== THE TASK ==
In the entries below, find the lines that contain the word "label" and copy them.

== GIVEN ENTRIES ==
PR #343, opened 2018-01-25
Make mongo connections simpler and more robust

EricJizbaMSFT:
Rather than trying to parse the connection string, just use `.db(databaseName)` after calling `MongoClient.connect`

This also ensure that connection strings that already have a database name will work:
>mongodb://examplemongo:xxx==@examplemongo.documents.azure.com:10255/**_admin_**?ssl=true

Let me know if you think it's worth merging before the release. I think it is, but I'm somewhat on the fence.


EricJizbaMSFT:
We already had one other fix go in this morning and we've got a few more, so it shouldn't hurt to merge this. We have to do more testing anyways

PR #354, opened 2018-02-01
Delete CosmosDB accounts from the extension

### LINKED ISSUE #348: Delete accounts in extension
I'd like to be able to delete my account through the extension instead of having to go through the portal.

PrashanthCorp:
Fixes #348

### DIFF
--- a/src/commands/deleteCosmosDBAccount.ts
+++ b/src/commands/deleteCosmosDBAccount.ts
@@ -1,3 +1,8 @@
+/*---------------------------------------------------------------------------------------------
+ *  Copyright (c) Microsoft Corporation. All rights reserved.
+ *  Licensed under the MIT License. See License.txt in the project root for license information.
+ *--------------------------------------------------------------------------------------------*/
+
 import * as vscode from 'vscode';
 import CosmosDBManagementClient = require("azure-arm-cosmosdb");
 import { IAzureNode } from 'vscode-azureextensionui';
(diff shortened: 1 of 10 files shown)


PrashanthCorp:
From my initial testing, it looks like the account deletion is non-blocking. Also note that the order in which the operations are finished =/= order of operations started. 

image

src/commands/deleteCosmosDBAccount.ts
```diff
@@ -0,0 +1,26 @@
+import * as vscode from 'vscode';
```
EricJizbaMSFT: Add the copyright header

src/commands/deleteCosmosDBAccount.ts
```diff
@@ -0,0 +1,26 @@
...
+import CosmosDBManagementClient = require("azure-arm-cosmosdb");
+import { IAzureNode } from 'vscode-azureextensionui';
+import { DialogBoxResponses } from '../constants';
+import { azureUtils } from '../utils/azureUtils';
+import * as util from '../utils/vscodeUtils';
+import { UserCancelledError } from 'vscode-azureextensionui';
+
+export async function deleteCosmosDBAccount(node: IAzureNode): Promise<void> {
+    const message: string = `Are you sure you want to delete account '${node.treeItem.label}'?`;
```
EricJizbaMSFT: Add 'and its contents' to the end of the message

src/commands/deleteCosmosDBAccount.ts
```diff
@@ -0,0 +1,26 @@
...
+    const result = await vscode.window.showWarningMessage(message, DialogBoxResponses.Yes, DialogBoxResponses.Cancel);
+    if (result === DialogBoxResponses.Yes) {
+        const docDBClient = new CosmosDBManagementClient(node.credentials, node.subscription.subscriptionId);
+        const resourceGroup: string = azureUtils.getResourceGroupFromId(node.treeItem.id);
+        const label: string = node.treeItem.label;
+        const accountName: string = label.substring(0, label.indexOf(" "));
```
EricJizbaMSFT: I would rather get the accountName from node.treeItem.id than node.treeItem.label (The id should never change, but we might change how the label is displayed - also it could be different formatting for different languages)

Take a look at `azureUtils.getResourceGroupFromId`. You can do something similar to get the accountName

src/commands/deleteCosmosDBAccount.ts
```diff
@@ -0,0 +1,26 @@
...
+        const output = util.getOutputChannel();
+        output.appendLine(`Starting removal of account ${accountName}`);
```
EricJizbaMSFT: Please use the same format as the [other extensions](https://github.com/Microsoft/vscode-azuretools/blob/master/appservice/src/SiteWrapper.ts#L131)

Something like:
`Deleting account "${accountName}"...`
`Successfully deleted account "${accountName}".`

src/extension.ts
```diff
@@ -55,6 +56,12 @@ export function activate(context: vscode.ExtensionContext) {
 
 		await node.createChild();
 	});
+	actionHandler.registerCommand('cosmosDB.deleteAccount', async (node?: IAzureNode) => {
+		if (node) {
```
EricJizbaMSFT: Use the `showNodePicker` method in case the user runs this command from the command palette. Take a look at 'cosmosDB.openInPortal' below. It should be the exact same

src/extension.ts
```diff
@@ -27,6 +27,7 @@ import { DocDBAccountTreeItemBase } from './docdb/tree/DocDBAccountTreeItemBase'
 import { GraphAccountTreeItem } from './graph/tree/GraphAccountTreeItem';
 import { DocDBAccountTreeItem } from './docdb/tree/DocDBAccountTreeItem';
 import { TableAccountTreeItem } from './table/tree/TableAccountTreeItem';
+import { deleteCosmosDBAccount } from './commands/deleteCosmosDBAccount';
```
EricJizbaMSFT: nit: Remove this import - it's not used

PR #367, opened 2018-02-22
Fix query filters in find() with a JSON parse

### LINKED ISSUE #365: Scapbook find caused error "query selector must be an object"
Hello,
ok I'am new in mongodb but I whant to teach my students (I'am a teacher) how to use MongoDB (as an example for a nosql database).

== ANSWER SPACE ==
+    const message: string = `Are you sure you want to delete account '${node.treeItem.label}'?`;
+        const label: string = node.treeItem.label;
+        const accountName: string = label.substring(0, label.indexOf(" "));
EricJizbaMSFT: I would rather get the accountName from node.treeItem.id than node.treeItem.label (The id should never change, but we might change how the label is displayed - also it could be different formatting for different languages)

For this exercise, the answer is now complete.